Puzzle pieces with "Implementation Strategy" text. Hand places yellow piece labeled "Manager's Plan." Earth tones and leaf decorations.

Written in collaboration with Dr. Moriah Levy


There is a saying: "A good product sells itself." However, this perception is not true in all cases. Like most work solutions, information systems are effective tools for upgrading the work environment but require significant training and implementation activities.

Two main reasons why information systems don't sell themselves are:

  1. The new information system is not always intuitive, and operational/procedural training is needed.

  2. The system symbolizes changing old habits; for most of us, it is difficult, and we need help implementing them.


Information system training/implementation requires several steps:

  • General training for the entire target audience - active engagement with the target population detailing the tool's structure, how to use it, expectations, and new work processes. Effective tools: face-to-face training, hands-on experience, user guide, explanatory booklets, e-learning.

  • Personal mentoring of key people in the target audience - one-on-one training with key people and "knowledge junctions" focusing on practical operation and direct experience.

  • Maintaining a presence in the target audience environment - "walking around" in the field and broadcasting availability to users for questions. Actively approaching occasional users to verify they are managing with the tool.

  • Phone calls to key people and occasional users - asking questions such as: Are you using the tool? What was the last activity you performed, and when? Are you satisfied with the tool?

  • Remote monitoring - covertly performing proactive checks on the level of tool usage in two ways: "browsing" the tool and checking content currency using statistical analysis tools.

  • Neutralizing old/conflicting work processes - most of us prefer to use familiar work processes. Given the opportunity to return to them, we will. Users need help to stop using their old work habits.


So, what's different about implementing a knowledge management solution?

In a knowledge management solution, in addition to the process described above, we need to consider two more factors of significant weight and importance that add to the complexity of implementation:

  1. Knowledge management solutions include, beyond changing work habits, dealing with inhibiting factors (which exist much less, if at all, in regular information systems):

    1. Cultural fear of change.

    2. Fear of competition and individual fear of losing power when sharing knowledge.

    3. Generation gaps.

    4. Unclear benefits from sharing - "What will I get out of this?"

    5. "No time" - knowledge sharing is not perceived as part of the job.

    6. Employee identification with their unit rather than the entire organization.

    7. Irregular knowledge sharing is due to work habits, organizational structure, and contributors' fear of exploitation.

    8. Low positioning in the organizational hierarchy of the subject for which the knowledge management solution was established.
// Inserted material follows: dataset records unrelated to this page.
PR #87579, opened 2024-01-25
[3.x] Update `year` property in `version.py` to 2024

akien-mga:
Seems like we missed this one when changing the copyright statements to use `present` instead of the hardcoded `year`.

And backport other minor improvements from #87543.


YuriSizov (approved):

akien-mga:
Cherry-picked for 3.5.4.

PR #87583, opened 2024-01-25
Modify display and documentation of attenuation for Light3D

milkiq:
When using `OmniLight3D` or `SpotLight3D` in a 3D scene, adjusting the `attenuation` property doesn't behave as expected in the editing panel. The default value of `1.0` doesn't result in linear changes in light intensity over distance, and the modes selected through right-clicking on the property, such as `Zero` and `Ease In-Out`, don't influence the light intensity decay as their names suggest.

This description can be confusing for users. For example, with `Attenuation` set to 1, `Range` set to 5, and the light source positioned at (0, 2.5, 0), the color values at the center point of a plane with no lighting (color: rgb(0.5,0.5,0.5)) and a default white plane at (0,0,0) (color: rgb(1,1,1)) are not the same. It is evident that the decay is not linear.

PixPin_2024-01-25_20-08-36

Upon inspecting the source code, found that Godot uses the following formula to calculate light attenuation in Forward+ mode:

```glsl
float get_omni_attenuation(float distance, float inv_range, float decay) {
    float nd = distance * inv_range;
    nd *= nd;
    nd *= nd; // nd^4
    nd = max(1.0 - nd, 0.0);
    nd *= nd; // nd^2
    return nd * pow(max(distance, 0.0001), -decay);
}
```

Here, `distance` is the distance from the light to the vertex, `inv_range` is the reciprocal of the light's `range` property, and `decay` is the light's `attenuation` property.

The formula can be expressed as:

$$
attenuation = \frac{(1 - (\frac{distance}{range})^4)^2}{distance^{decay}}
$$

When `attenuation` is 1 and `range` is 5, the distance decay function produces the following curve:

image-20240125201324384

Clearly, it is not linear within the range [0, 5].

Conversely, when `attenuation` is 0.5 and `range` is 5, it behaves more like linear decay:

image-20240125201912582

In the editor, the `attenuation` property is displayed using an ease curve:

```c++
ADD_PROPERTYI(PropertyInfo(Variant::FLOAT, "omni_attenuation", PROPERTY_HINT_EXP_EASING, "attenuation"), "set_param", "get_param", PARAM_ATTENUATION);
```

The curve code is:

```c++
double Math::ease(double p_x, double p_c) {
	if (p_x < 0) {
		p_x = 0;
	} else if (p_x > 1.0) {
		p_x = 1.0;
	}
	if (p_c > 0) {
		if (p_c < 1.0) {
			return 1.0 - Math::pow(1.0 - p_x, 1.0 / p_c);
		} else {
			return Math::pow(p_x, p_c);
		}
	} else if (p_c < 0) {
		//inout ease

		if (p_x < 0.5) {
			return Math::pow(p_x * 2.0, -p_c) * 0.5;
		} else {
			return (1.0 - Math::pow(1.0 - (p_x - 0.5) * 2.0, -p_c)) * 0.5 + 0.5;
		}
	} else {
		return 0; // no ease (raw)
	}
}
```

This curve code clearly differs from the actual distance attenuation function. Therefore, it is suggested to replace `PROPERTY_HINT_EXP_EASING` in the editor with `PROPERTY_HINT_RANGE` and set the default value to 0. When the default value is 0, the light attenuation is more uniform within the range, and adjusting the range from 5 to 10 significantly increases the coverage:

image-20240125202637904

When set to 1, adjusting the range has almost no effect on the function, and beyond half the range, the light's impact on objects is minimal (even with a range set to 4096, objects beyond 20 units from the light receive less than 1/20th of the illumination), which might not align with the developer's expectation when adjusting the range to cover a larger area:

image-20240125202817845

The issue with `SpotLight3D` is similar to `OmniLight3D` and should be addressed accordingly.

### DIFF
--- a/doc/classes/OmniLight3D.xml
+++ b/doc/classes/OmniLight3D.xml
@@ -14,8 +14,10 @@
 	</tutorials>
 	<members>
 		<member name="omni_attenuation" type="float" setter="set_param" getter="get_param" default="1.0">
-			The light's attenuation (drop-off) curve. A number of presets are available in the [b]Inspector[/b] by right-clicking the curve. Zero and negative values are allowed but can produce unusual effects.
-			[b]Note:[/b] Very high [member omni_attenuation] values (typically above 10) can impact performance negatively if the light is made to use a larger [member omni_range] to compensate. This is because culling opportunities will become less common and shading costs will be increased (as the light will cover more pixels on screen while resulting in the same amount of brightness). To improve performance, use the lowest [member omni_attenuation] value possible for the visuals you're trying to achieve.
+			Controls the distance attenuation function for omnilights.
+			A value of [code]0.0[/code] smoothly attenuates light at the edge of the range. A value of [code]1.0[/code] approaches a physical lighting model. A value of [code]0.5[/code] approximates linear attenuation.
+			[b]Note:[/b] Setting it to [code]1.0[/code] may result in distant objects receiving minimal light, even within range. For example, with a range of [code]4096[/code], an object at [code]100[/code] units receives less than [code]0.1[/code] energy.
+			[b]Note:[/b] Using negative or values higher than [code]10.0[/code] may lead to unexpected results.
 		</member>
 		<member name="omni_range" type="float" setter="set_param" getter="get_param" default="5.0">
 			The light's radius. Note that the effectively lit area may appear to be smaller depending on the [member omni_attenuation] in use. No matter the [member omni_attenuation] in use, the light will never reach anything outside this radius.
--- a/doc/classes/SpotLight3D.xml
+++ b/doc/classes/SpotLight3D.xml
@@ -24,8 +24,10 @@
 			The spotlight's [i]angular[/i] attenuation curve. See also [member spot_attenuation].
 		</member>
 		<member name="spot_attenuation" type="float" setter="set_param" getter="get_param" default="1.0">
-			The spotlight's light energy (drop-off) attenuation curve. A number of presets are available in the [b]Inspector[/b] by right-clicking the curve. Zero and negative values are allowed but can produce unusual effects. See also [member spot_angle_attenuation].
-			[b]Note:[/b] Very high [member spot_attenuation] values (typically above 10) can impact performance negatively if the light is made to use a larger [member spot_range] to compensate. This is because culling opportunities will become less common and shading costs will be increased (as the light will cover more pixels on screen while resulting in the same amount of brightness). To improve performance, use the lowest [member spot_attenuation] value possible for the visuals you're trying to achieve.
+			Controls the distance attenuation function for spotlights.
+			A value of [code]0.0[/code] smoothly attenuates light at the edge of the range. A value of [code]1.0[/code] approaches a physical lighting model. A value of [code]0.5[/code] approximates linear attenuation.
+			[b]Note:[/b] Setting it to [code]1.0[/code] may result in distant objects receiving minimal light, even within range. For example, with a range of [code]4096[/code], an object at [code]100[/code] units receives less than [code]0.1[/code] energy.
+			[b]Note:[/b] Using negative or values higher than [code]10.0[/code] may lead to unexpected results.
 		</member>
 		<member name="spot_range" type="float" setter="set_param" getter="get_param" default="5.0">
 			The maximal range that can be reached by the spotlight. Note that the effectively lit area may appear to be smaller depending on the [member spot_attenuation] in use. No matter the [member spot_attenuation] in use, the light will never reach anything outside this range.
--- a/scene/3d/light_3d.cpp
+++ b/scene/3d/light_3d.cpp
@@ -616,7 +616,7 @@ void OmniLight3D::_bind_methods() {
 
 	ADD_GROUP("Omni", "omni_");
 	ADD_PROPERTYI(PropertyInfo(Variant::FLOAT, "omni_range", PROPERTY_HINT_RANGE, "0,4096,0.001,or_greater,exp"), "set_param", "get_param", PARAM_RANGE);
-	ADD_PROPERTYI(PropertyInfo(Variant::FLOAT, "omni_attenuation", PROPERTY_HINT_EXP_EASING, "attenuation"), "set_param", "get_param", PARAM_ATTENUATION);
+	ADD_PROPERTYI(PropertyInfo(Variant::FLOAT, "omni_attenuation", PROPERTY_HINT_RANGE, "-10,10,0.001,or_greater,or_less"), "set_param", "get_param", PARAM_ATTENUATION);
 	ADD_PROPERTY(PropertyInfo(Variant::INT, "omni_shadow_mode", PROPERTY_HINT_ENUM, "Dual Paraboloid,Cube"), "set_shadow_mode", "get_shadow_mode");
 
 	BIND_ENUM_CONSTANT(SHADOW_DUAL_PARABOLOID);
@@ -649,7 +649,7 @@ PackedStringArray SpotLight3D::get_configuration_warnings() const {
 void SpotLight3D::_bind_methods() {
 	ADD_GROUP("Spot", "spot_");
 	ADD_PROPERTYI(PropertyInfo(Variant::FLOAT, "spot_range", PROPERTY_HINT_RANGE, "0,4096,0.001,or_greater,exp,suffix:m"), "set_param", "get_param", PARAM_RANGE);
-	ADD_PROPERTYI(PropertyInfo(Variant::FLOAT, "spot_attenuation", PROPERTY_HINT_EXP_EASING, "attenuation"), "set_param", "get_param", PARAM_ATTENUATION);
+	ADD_PROPERTYI(PropertyInfo(Variant::FLOAT, "spot_attenuation", PROPERTY_HINT_RANGE, "-10,10,0.01,or_greater,or_less"), "set_param", "get_param", PARAM_ATTENUATION);
 	ADD_PROPERTYI(PropertyInfo(Variant::FLOAT, "spot_angle", PROPERTY_HINT_RANGE, "0,180,0.01,degrees"), "set_param", "get_param", PARAM_SPOT_ANGLE);
 	ADD_PROPERTYI(PropertyInfo(Variant::FLOAT, "spot_angle_attenuation", PROPERTY_HINT_EXP_EASING, "attenuation"), "set_param", "get_param", PARAM_SPOT_ATTENUATION);
 }


AThousandShips:
Changing the default value breaks compatibility, it shouldn't be changed unless it fixes some bug (can't see this from the description, if the documentation is wrong *it* should be changed, not the default, as people who pick this original value still want it, and it'll now be different in all their projects)

LiBooks:
> Changing the default value breaks compatibility, it shouldn't be changed unless it fixes some bug (can't see this from the description, if the documentation is wrong _it_ should be changed, not the default, as people who pick this original value still want it, and it'll now be different in all their projects)
> 
> Default values are _not_ stored in scenes, so anyone who picked `1.0` will now suddenly have `0.0`, drastically different

But I believe that it is very necessary to change this default value in the future. The value provided by the default should be applicable to common operations, but under the current default value, even if the range of a point light source is set to 4000 meters, its effective illumination range is less than 20 meters. This is a serious error when combined with the incorrect ease curve provided in the editor. It has misled the development of many engine functions and 3D demos in the past few years.

AThousandShips:
That's for the future though, and needs to be discussed in a proposal I'd say, currently it breaks compatibility, it being ill suited isn't a reason to break compatibility

> It has misled the development of many engine functions and 3D demos in the past few years.

Can you provide a source for this claim?

LiBooks:
> That's for the future though, and needs to be discussed in a proposal I'd say, currently it breaks compatibility, it being ill suited isn't a reason to break compatibility
> 
> > It has misled the development of many engine functions and 3D demos in the past few years.
> 
> Can you provide a source for this claim?

You can test it yourself by creating a point light source and a 3D mesh object. Then drag the light range, and you will find the situation I mentioned. In the past year, about three game developers have mentioned to me the problem of point light source anomalies when creating indoor scenes. They developed based on the attenuation curve displayed in the editor during development, but they could not create an effective point light source that illuminates a wide indoor area. The curve is seriously inconsistent with the actual lighting situation. And when the default value is 1, the light will decay rapidly with distance, which is also inconsistent with the development ideas of most game developers.

AThousandShips:
That's hearsay and anecdotal evidence though 🙃 changing the default value is only really valid when the old value is completely useless and it's certain essentially no one is using it or that no one should be using it

Changing this value needs more than that, I'd suggest opening a [proposal](https://github.com/godotengine/godot-proposals) to discuss this and keep it out of this PR

LiBooks:
> 尽管这是道听途说和轶事证据，但只有当旧值完全无用并且可以肯定基本上没有人在使用它或者没有人应该使用它时，更改默认值才真正有效
> 
> 改变这个值需要的不仅仅是这个，我建议打开一个[提案](https://github.com/godotengine/godot-proposals)来讨论这个并将其排除在这个 PR 之外

ok

milkiq:
So, in this PR, we just modify its display, replacing the ease curve with a range value, and updated the documentation to demonstrate how adjusting attenuation can better suit the user's project. Correct?

> Changing this value needs more than that, I'd suggest opening a [proposal](https://github.com/godotengine/godot-proposals) to discuss this and keep it out of this PR

By the way, if we open a proposal to discuss the distance attenuation function, it might be beneficial to compare how other game engines control light attenuation. In previous attenuation functions, attempting to fit physical lighting effects may not be the best approach. It is more important to enable users to understand and achieve the desired lighting effects conveniently.

AThousandShips:
> So, in this PR, we just modify its display, replacing the ease curve with a range value, and updated the documentation to demonstrate how adjusting attenuation can better suit the user's project. Correct?

I'd say so yes

milkiq:
Changed commit.

clayjohn:
Just jumping in to add some context here. We use a physically accurate inverse square falloff in Godot with a modification to make the intensity drop off to 0 at the end of the range. The `attenuation` property allows you to tweak the falloff if you do not want physically accurate lighting. 

An `attenuation` value of `1` does not and should not indicate a linear falloff. It indicates that no change is made to the default inverse square falloff. 

I think its a good idea to focus our conversation more on what users will find intuitive for editing. 

> By the way, if we open a proposal to discuss the distance attenuation function, it might be beneficial to compare how other game engines control light attenuation. In previous attenuation functions, attempting to fit physical lighting effects may not be the best approach. It is more important to enable users to understand and achieve the desired lighting effects conveniently.

In Godot 3.x, we didn't use the physically-based attenuation by default. So the default curve was the linear falloff (attenuation = 1.0) and it was really confusing for users. They had a extremely hard time to make lights look good and they complained a lot. We changed the default in Godot 4.0 and until now, nobody has complained or even noticed, instead we have a lot of people exclaiming how good lights look by default now. 

As far as I know, all the other major engines have been using a formula similar to ours for many years now.

I think you are probably right and what is confusing is the fact that attenuation is displayed as a curve which seems to indicate that it is the only thing used to calculate the falloff of the light source.

doc/classes/OmniLight3D.xml
```diff
@@ -14,8 +14,8 @@
...
-			The light's attenuation (drop-off) curve. A number of presets are available in the [b]Inspector[/b] by right-clicking the curve. Zero and negative values are allowed but can produce unusual effects.
-			[b]Note:[/b] Very high [member omni_attenuation] values (typically above 10) can impact performance negatively if the light is made to use a larger [member omni_range] to compensate. This is because culling opportunities will become less common and shading costs will be increased (as the light will cover more pixels on screen while resulting in the same amount of brightness). To improve performance, use the lowest [member omni_attenuation] value possible for the visuals you're trying to achieve.
+			The parameter controls the distance attenuation function for omnilights. A value of 0 smoothly attenuates light at the range edges. Setting it to 1 approaches a physical lighting model but may result in distant objects receiving minimal light, even within the range. For instance, with a range of 4096, an object at 100 units receives less than 0.1 energy. A value of 0.5 approximates linear attenuation. Using negative or higher values may lead to unpredictable outcomes.
```
Mickeon, line 17: I cannot speak on factual accuracy but for anything else I may:
- Surround the values with `[code]`;
- No need to start with "The paramenter", plus it's not consistent.
- "For instance" -> "For example".
```suggestion
			Controls the distance attenuation function for omnilights. A value of [code]0[/code] smoothly attenuates light at the range edges. Setting it to [code]1[/code] approaches a physical lighting model but may result in distant objects receiving minimal light, even within range. For example, with a range of [code]4096[/code], an object at [code]100[/code] units receives less than [code]0.1[/code] energy. A value of [code]0.5[/code] approximates linear attenuation. Using negative or higher values may lead to unpredictable outcomes.
```
As for the overall structure of the description, I'm not sure. It is pretty lengthy and could either be shortened or at the very least split onto a new line.

doc/classes/SpotLight3D.xml
```diff
@@ -24,8 +24,8 @@
...
-			[b]Note:[/b] Very high [member spot_attenuation] values (typically above 10) can impact performance negatively if the light is made to use a larger [member spot_range] to compensate. This is because culling opportunities will become less common and shading costs will be increased (as the light will cover more pixels on screen while resulting in the same amount of brightness). To improve performance, use the lowest [member spot_attenuation] value possible for the visuals you're trying to achieve.
+			The parameter controls the distance attenuation function for spotlights. A value of 0 smoothly attenuates light at the range edges. Setting it to 1 approaches a physical lighting model but may result in distant objects receiving minimal light, even within the range. For instance, with a range of 4096, an object at 100 units receives less than 0.1 energy. A value of 0.5 approximates linear attenuation. Using negative or higher values may lead to unpredictable outcomes.
```
Mickeon, line 27: Ditto (in hindsight I should've clicked the "Review" button)

doc/classes/OmniLight3D.xml
AThousandShips: (congrats on, if I'm not mistaken, first "official" review)

milkiq:
I've revised the documentation based on your suggestion. @Mickeon

LiBooks:
> Just jumping in to add some context here. We use a physically accurate inverse square falloff in Godot with a modification to make the intensity drop off to 0 at the end of the range. The `attenuation` property allows you to tweak the falloff if you do not want physically accurate lighting.
> 
> An `attenuation` value of `1` does not and should not indicate a linear falloff. It indicates that no change is made to the default inverse square falloff.
> 
> I think its a good idea to focus our conversation more on what users will find intuitive for editing.
> 
> > By the way, if we open a proposal to discuss the distance attenuation function, it might be beneficial to compare how other game engines control light attenuation. In previous attenuation functions, attempting to fit physical lighting effects may not be the best approach. It is more important to enable users to understand and achieve the desired lighting effects conveniently.
> 
> In Godot 3.x, we didn't use the physically-based attenuation by default. So the default curve was the linear falloff (attenuation = 1.0) and it was really confusing for users. They had a extremely hard time to make lights look good and they complained a lot. We changed the default in Godot 4.0 and until now, nobody has complained or even noticed, instead we have a lot of people exclaiming how good lights look by default now.
> 
> As far as I know, all the other major engines have been using a formula similar to ours for many years now.
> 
PR #87584, opened 2024-01-25
Retain meta data set on importer nodes

tamask:
During the import process, ImporterMeshInstance3D nodes are replaced with MeshInstance3D nodes. This change copies over any meta data that might have been set during the import process, for example, in a GLTFDocumentExtension.

This is a resolution for https://github.com/godotengine/godot-proposals/discussions/6586.

### DIFF
--- a/editor/import/3d/resource_importer_scene.cpp
+++ b/editor/import/3d/resource_importer_scene.cpp
@@ -762,6 +762,7 @@ Node *ResourceImporterScene::_pre_fix_node(Node *p_node, Node *p_root, HashMap<R
 					StaticBody3D *col = memnew(StaticBody3D);
 					col->set_transform(mi->get_transform());
 					col->set_name(fixed_name);
+					_copy_meta(p_node, col);
 					p_node->replace_by(col);
 					p_node->set_owner(nullptr);
 					memdelete(p_node);
@@ -776,6 +777,7 @@ Node *ResourceImporterScene::_pre_fix_node(Node *p_node, Node *p_root, HashMap<R
 			StaticBody3D *sb = memnew(StaticBody3D);
 			sb->set_name(fixed_name);
 			Object::cast_to<Node3D>(sb)->set_transform(Object::cast_to<Node3D>(p_node)->get_transform());
+			_copy_meta(p_node, sb);
 			p_node->replace_by(sb);
 			p_node->set_owner(nullptr);
 			memdelete(p_node);
@@ -820,6 +822,7 @@ Node *ResourceImporterScene::_pre_fix_node(Node *p_node, Node *p_root, HashMap<R
 
 			RigidBody3D *rigid_body = memnew(RigidBody3D);
 			rigid_body->set_name(_fixstr(name, "rigid_body"));
+			_copy_meta(p_node, rigid_body);
 			p_node->replace_by(rigid_body);
 			rigid_body->set_transform(mi->get_transform());
 			p_node = rigid_body;
@@ -884,6 +887,7 @@ Node *ResourceImporterScene::_pre_fix_node(Node *p_node, Node *p_root, HashMap<R
 		Ref<NavigationMesh> nmesh = mesh->create_navigation_mesh();
 		nmi->set_navigation_mesh(nmesh);
 		Object::cast_to<Node3D>(nmi)->set_transform(mi->get_transform());
+		_copy_meta(p_node, nmi);
 		p_node->replace_by(nmi);
 		p_node->set_owner(nullptr);
 		memdelete(p_node);
@@ -924,6 +928,7 @@ Node *ResourceImporterScene::_pre_fix_node(Node *p_node, Node *p_root, HashMap<R
 		VehicleBody3D *bv = memnew(VehicleBody3D);
 		String n = _fixstr(p_node->get_name(), "vehicle");
 		bv->set_name(n);
+		_copy_meta(p_node, bv);
 		p_node->replace_by(bv);
 		p_node->set_name(n);
 		bv->add_child(p_node);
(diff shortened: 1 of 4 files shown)


editor/import/3d/resource_importer_scene.cpp
```diff
@@ -2168,6 +2168,16 @@ Node *ResourceImporterScene::_generate_meshes(Node *p_node, const Dictionary &p_
 			} break;
 		}
 
+		{
+			List<StringName> meta_list;
+			p_node->get_meta_list(&meta_list);
+			for (List<StringName>::Element *element = meta_list.front(); element; element = element->next()) {
```
AThousandShips, line 2174:
```suggestion
			for (List<StringName>::Element *E = meta_list.front(); E; E = E->next()) {
```
We normally name it so

tamask: Ah ok, great!

editor/import/3d/resource_importer_scene.cpp
```diff
@@ -2168,6 +2168,16 @@ Node *ResourceImporterScene::_generate_meshes(Node *p_node, const Dictionary &p_
 			} break;
 		}
 
+		{
+			List<StringName> meta_list;
+			p_node->get_meta_list(&meta_list);
+			for (List<StringName>::Element *E = meta_list.front(); E; E = E->next()) {
+				StringName meta_key = element->get();
```
AThousandShips, line 2175:
```suggestion
				StringName meta_key = E->get();
```
This one too, sorry wasn't by my computer or I'd have made it a single suggestion but forgot

tamask:
I've updated this pull request to be more thorough with copying over meta data on various imported nodes, not just ImporterMeshInstance3D.

editor/import/3d/resource_importer_scene.cpp
```diff
@@ -2199,6 +2211,16 @@ void ResourceImporterScene::_add_shapes(Node *p_node, const Vector<Ref<Shape3D>>
 	}
 }
 
+void ResourceImporterScene::_copy_meta(Node *p_src_node, Node *p_dst_node) {
+	List<StringName> meta_list;
+	p_src_node->get_meta_list(&meta_list);
+	for (List<StringName>::Element *E = meta_list.front(); E; E = E->next()) {
+		StringName meta_key = E->get();
```
AThousandShips, line 2218:
```suggestion
	for (const StringName &meta_key : meta_list) {
```
More convenient approach thanks to iterators

tamask: ah, nice, thanks!

tamask:
I've updated the pull request to also copy over metadata from ImporterMesh to ArrayMesh. In addition to ImporterMeshInstance3D, ImporterMesh is the other intermediary class used where metadata set in a GLTFDocumentExtension would be lost. 

Here's an example use case in a GLTFDocumentExtension that copies over the `extras` from the gltf json so that it's available in the packed scene in godot:

```gdscript
func _apply_extras_to_meshes(state: GLTFState) -> void:
    for index: int in range(state.meshes.size()):
        var extras: Dictionary = state.json.meshes[index].get("extras", {})
        var mesh: GLTFMesh = state.meshes[index]
        _apply_extras_to_meta(state, mesh.mesh, extras)
```

This way, custom properties set in blender on the mesh data can be conveyed over to the godot side via gltf.

lyuma:
Looks good and easily digestible so I think it should be safe in 4.3 - Would it be possible to implement the same change in `modules/gltf/extensions/gltf_document_extension_convert_importer_mesh.cpp` ?
Basically, the GLTFDocumentExtension is the corresponding process for runtime GLTFDocument import, since the editor import pipeline code is not enabled at runtime.

https://github.com/godotengine/godot/blob/master/modules/gltf/extensions/gltf_document_extension_convert_importer_mesh.cpp
It's only in one place, so duplicating the contents of `_copy_meta` is acceptable in this case.

tamask:
> Looks good and easily digestible so I think it should be safe in 4.3 - Would it be possible to implement the same change in `modules/gltf/extensions/gltf_document_extension_convert_importer_mesh.cpp` ? Basically, the GLTFDocumentExtension is the corresponding process for runtime GLTFDocument import, since the editor import pipeline code is not enabled at runtime.
> 
> https://github.com/godotengine/godot/blob/master/modules/gltf/extensions/gltf_document_extension_convert_importer_mesh.cpp It's only in one place, so duplicating the contents of `_copy_meta` is acceptable in this case.

Absolutely, I've updated the pull request source branch to reflect this.

lyuma (approved):
This will fix a source of confusion when working with import plugins. Great work!

AThousandShips (approved):

editor/import/3d/resource_importer_scene.cpp
```diff
@@ -2553,6 +2563,7 @@ Node *ResourceImporterScene::_generate_meshes(Node *p_node, const Dictionary &p_
 			}
 
 			if (mesh.is_valid()) {
+				_copy_meta(*(src_mesh_node->get_mesh()), *mesh);
```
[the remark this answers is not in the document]
lyuma: This suggestion seems like it is mixing two separate conventions. Would it not logically follow that all conversions from Ref<Foo> to Foo* should use .ptr(), not only the first one?
```suggestion
				_copy_meta(src_mesh_node->get_mesh().ptr(), mesh.ptr());
```
Actually come to think of it, usually in C++, operator* returns Foo&, but it seems Ref<Foo>::operator* returns Foo*?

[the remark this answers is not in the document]
tamask: I'll update both arguments to use the `.ptr()` convention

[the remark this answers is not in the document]
tamask: Updated the source branch to reflect this suggestion:

https://github.com/cardboardcomputer/godot/blob/e19f0042caddb7d0ceb260e9ba9f5e5ee08a9f44/editor/import/3d/resource_importer_scene.cpp#L2566

https://github.com/cardboardcomputer/godot/blob/e19f0042caddb7d0ceb260e9ba9f5e5ee08a9f44/modules/gltf/extensions/gltf_document_extension_convert_importer_mesh.cpp#L71

akien-mga:

tamask:

Wonderful, and thank you!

    Therefore, implementation must consider these issues through a graduated implementation program. The recommended method includes three stages: First, a knowledge management pilot will be conducted to demonstrate the need and stimulate users' appetite for knowledge management. Then, a medium-sized knowledge management project will be executed to create awareness and habits for the new lifestyle. Finally, launching a complete knowledge solution will be a new way of life for the organization.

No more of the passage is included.